We all deserve respect and acceptance, and parents with a mental illness also deserve this from their children. It is up to us as adults to set an example and demonstrate compassion and understanding, so our children do not grow up stigmatizing their parents who live with mental health challenges, but instead, grow up loving them.
Paquette, A. (2015, February 18). Stigma of Being a Parent with Mental Illness, HealthyPlace. Retrieved on 2023, February 7 from https://www.healthyplace.com/blogs/survivingmentalhealthstigma/2015/02/parents-who-have-a-mental-illness-deserve-more-than-stigma
Author: Andrea Paquette
Thanks for great article.
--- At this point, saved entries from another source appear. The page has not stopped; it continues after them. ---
PR #876, opened 2018-04-13
Swap out XSS library for DOMpurify

mattandrews:
We had a complaint that a user address for a material order came through like this:

	Address line 1: c&#x2F;o Foo Cottage

(was meant to be `c/o`).

It turned out that the `escape()` filter was adding this, not the `xss` library, but that package felt a little basic so thought I'd upgrade it here to `DOMpurify` which feels a bit better. 

I removed `escape()` and tested it by ordering with these fields:

`c/o Foo Cottage <script src="evil.js"></script><script>alert('lol');</script><marquee>foo</marquee>`

The `<script>`s were removed (though the `<marquee>` wasn't, but we don't display this input anywhre or store it), and the `c/o` remained the same – success.

### DIFF
--- a/controllers/about/ebulletin.js
+++ b/controllers/about/ebulletin.js
@@ -7,8 +7,7 @@ const rp = require('request-promise-native');
 const config = require('config');
 
 const { customEvent } = require('../../modules/analytics');
-const { purifyUserInput } = require('../../modules/validators');
-const { errorTranslator } = require('../../modules/validators');
+const { purifyUserInput, errorTranslator } = require('../../modules/validators');
 const { FORM_STATES } = require('../../modules/forms');
 const { getSecret } = require('../../modules/secrets');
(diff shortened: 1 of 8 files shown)


controllers/about/ebulletin.js
```diff
@@ -5,9 +5,9 @@ const { body, validationResult } = require('express-validator/check');
 const { matchedData } = require('express-validator/filter');
 const rp = require('request-promise-native');
 const config = require('config');
-const xss = require('xss');
 
 const { customEvent } = require('../../modules/analytics');
+const { purifyUserInput } = require('../../modules/validators');
```
davidrapson: This can be a one-liner? `const { purifyUserInput, errorTranslator } = require('../../modules/validators');`

mattandrews: Oops yes, wasn't paying attention! Fixed.

PR #877, opened 2018-04-13
Fix bilingual logo example

mattandrews:
On the [logo](https://www.biglotteryfund.org.uk/funding/funding-guidance/managing-your-funding/grant-acknowledgement-and-logos) page, if you choose Wales as your location you're prompted to download a bilingual logo. If you click "How to use our logo", though, you'll see a monolingual example image.

This PR fixes it so you'll only see a monolingual logo if you're browsing the site in English and have chosen "England, Scotland or Northern Ireland" as your location.


davidrapson:
👍 Nice, much simpler

PR #878, opened 2018-04-13
Reduce reliance on setViewGlobal

davidrapson:
This is an attempt to remove the occasional race condition we see with values set using `setViewGlobal` in middleware. Switches `locale` and `highContrast` to use request locals instead.


davidrapson:
I'll need to confirm once this is live, but at least on the test site I can no longer replicate the race condition.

Constant worrying takes a heavy toll. It keeps you up at night and makes you tense and edgy during the day. You hate feeling like a nervous wreck. Come and contact with PFF and reduce your any type of anxiety with amazing videos and can train your brain to stay calm and look at life from a more positive perspective.
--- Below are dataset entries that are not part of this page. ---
PR #880, opened 2018-04-17
Split RC emails continued

davidrapson:
Please forgive the PR hijacking but had a stab at trying to simplify some of the promises. In the process realised we could move a fair amount of logic down into the mailer service exposed as a new `generateAndSend` method. 💭 welcome.

### DIFF
--- a/controllers/apply/reaching-communities-form.js
+++ b/controllers/apply/reaching-communities-form.js
@@ -1,11 +1,10 @@
 const { get, isArray } = require('lodash');
 const { check } = require('express-validator/check');
 
-const { createFormModel } = require('./create-form-model');
-const { HUB_EMAILS } = require('../../../modules/secrets');
-const app = require('../../../server');
-const appData = require('../../../modules/appData');
-const mail = require('../../../modules/mail');
+const { createFormModel } = require('./forms/create-form-model');
+const { HUB_EMAILS } = require('../../modules/secrets');
+const appData = require('../../modules/appData');
+const mail = require('../../modules/mail');
 
 const DEFAULT_EMAIL = HUB_EMAILS.england;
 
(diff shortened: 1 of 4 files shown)


controllers/apply/reaching-communities-form.js
```diff
@@ -242,94 +241,56 @@ formModel.registerSuccessStep({
...
-            };
+        /**
+         * Determine which internal address to send to:
+         * - If in test then send to primaryAddress
+         * - If multi-region, send to defailt/england-wide inbox
+         * - Otherwise send to the matching inbox for the selected region
+         */
+        const internalAddress = (function() {
+            if (appData.isNotProduction) {
+                return primaryAddress;
```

People should also hear from those kids that were raised their entire childhoods by mentally ill parents. There needs to be a view of the pros and cons I think.
See. I have the opposite issue. I am the one that judges myself. I am the one who willingly gave up custody of my daughter to my parents. I look at myself as the bad person and feel inadequate because of my mental health. I despise it when people tell me that I am a great parent. It literally makes me want to vomit and punch something when people compliment me on my parenting and how awesome of a mother I am. I don't know why i feel this way, but it is a huge part of the reason ad to why I did eventually give my parents custody and moved out of their house.
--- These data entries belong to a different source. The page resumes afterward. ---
PR #883, opened 2018-04-19
Refactor legacy proxy code, always use canonical link

davidrapson:
This PR refactors the legacy proxy code to always use canonical link. Moves the `~/link.aspx` / `meta[identifier]` logic up into the main `proxyLegacyPage` function and cleans that up so we always attempt to redirect to the canonical path if it's different to the current path.

Should fix a lot of the issues with vanity URLs. 🤞

### DIFF
--- a/modules/assets.test.js
+++ b/modules/assets.test.js
@@ -5,7 +5,7 @@ const expect = chai.expect;
 
 const { getCachebustedPath, getCachebustedRealPath, getImagePath } = require('./assets');
 
-describe.only('assets', () => {
+describe('assets', () => {
     it('should get cachebusted url path for an asset', () => {
         const result = getCachebustedPath('stylesheets/style.css');
         expect(result).to.match(/^\/assets\/build\/\w+\/stylesheets\/style.css$/);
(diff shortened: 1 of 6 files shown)


modules/assets.test.js
```diff
@@ -5,7 +5,7 @@ const expect = chai.expect;
 
 const { getCachebustedPath, getCachebustedRealPath, getImagePath } = require('./assets');
 
-describe.only('assets', () => {
```
davidrapson: I should stop using `.only` to debug tests…who knows how long this has been the only server test running?? 😓

modules/legacy.js
```diff
@@ -24,112 +72,51 @@ const proxyLegacyPage = ({ req, res, domModifications, followRedirect = true })
...
+            // (currently it's rewritten above to the external one)
+            const form = dom.window.document.getElementById('form1');
+            if (form) {
+                form.setAttribute('action', req.path);
+            }
 
-        /**
-         * Are we in an A/B test and do we have a Google Experiments ID
-         */
-        const experimentId = get(res.locals, 'ab.id');
```
davidrapson: I removed this whole analytics injection block on the basis that we don't have any A/B tests against legacy pages, and we're unlikely to again. AFAIK this was mostly for the homepage rollout right?

mattandrews: Yeah you're right, we shouldn't need to do it again either.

Great read. Thank you for posting this. Having a mental illness has cost my children and me a lot -- for some years I had zero ability to parent on my own and recently am doing better with shared custody on weekends. I'm fortunate to have that ability and work hard to recover more -- but the question I have all the time is why is my ability to parent diminished and not supported because I have a mental illness? If I had what others considered a physical disability (mental illness is a brain disease and physical) would there be more parenting support, accomodations and options?
My husband and I are both bipolar and have had to deal with the stigma of it as parents time and time again. We've had our son taken from us when he was 2 years old and put into the care of my husband's mother for 6 months, mostly because we had/ have bi-polar disorder and because there were large stains on our apartment's carpet( said stains were there when we moved in). I kid you not, those were the two main items on our cps paperwork! We have had cps called on us by people we pissed off that, even though nothing was found to verify the complaints made and our son was found to be happy and healthy, lasted for months afterwards. You do not need to be "normal", to be good or even great parents. Our son is now 8 and is a very happy, healthy, intelligent, and well rounded boy, even with his own diagnosis of bipolar disorder and extreme ADHD. he also loves us very much. No, we are not perfect parents, but, like any parents raising their first child, we do our best and learn as we go. Mentally ill parents can be great parents, just like so called "normal" parents can be awful parents. Stop the stigma please.